The Securities and Exchange Commission on Wednesday charged St. Louis-based brokerage firm Stifel, Nicolaus & Co and a former senior executive with defrauding five Wisconsin school districts by selling them risky investments funded largely with borrowed money.

The SEC said Stifel, a unit of Stifel Financial Corp, and former Senior Vice President David Noack created a proprietary program to help the school districts fund retiree benefits by investing in notes linked to the performance of synthetic collateralized debt obligations (CDOs).

The school districts invested $200 million in three transactions from June to December 2006, paid for largely with borrowed funds. The investments were a complete failure, but generated significant fees for Stifel and Noack, the SEC said in its complaint, filed in federal court in Milwaukee.

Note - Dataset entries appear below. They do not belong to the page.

PR #1355, opened 2020-04-26
Running prettier to correct assignment.md file.

verdammelt:
Appears that this file became un-pretty. Perhaps I was to blame.

This PR attempts to fix that problem.


verdammelt:
I last touched this file in PR #1331 and that time it appears that all checks ran successfully.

Stifel and Noack abused their long-standing relationships of trust with the school districts by fraudulently peddling these inappropriate products to them. They were clearly aware that the school districts could ill afford to bear the risk of catastrophic loss if these investments failed, said Elaine Greenberg, Chief of the SEC Division of Enforcement's Municipal Securities and Public Pensions Unit.

According to the SEC's complaint, the five school districts are Kenosha Unified School District No. 1, Kimberly Area School District, School District of Waukesha, West Allis-West Milwaukee School District, and School District of Whitefish Bay.

The SEC alleges that Stifel and Noack made sweeping assurances to the school districts, telling them that it would take 15 Enrons -- a catastrophic, overnight collapse -- for the investments to fail.

But they failed to disclose material facts to the schools, including that the portfolio in the first transaction performed poorly from the outset and that credit rating agencies placed 10 percent of the portfolio on negative watch within 36 days of closing.

In addition, certain CDO providers expressed concerns about the risks of the program and declined to participate in it, but Stifel did not inform the schools of that fact.

The SEC alleges that the heavy use of leverage and the structure of the synthetic CDOs exposed the school districts to a heightened risk of catastrophic loss.

The investments steadily declined in value in 2007 and 2008 as the CDO portfolios suffered a series of downgrades. By 2010, the school districts learned that the second and third investments were a complete loss and that the lender had seized all of the trusts' assets.

The school districts suffered a complete loss of their investment and suffered credit rating downgrades for failing to provide additional funds to the trusts they established.

Near midday, Stifel Financial shares were down $5.37 or 18.8 percent at $23.23 on the New York Stock Exchange, as the market declined broadly.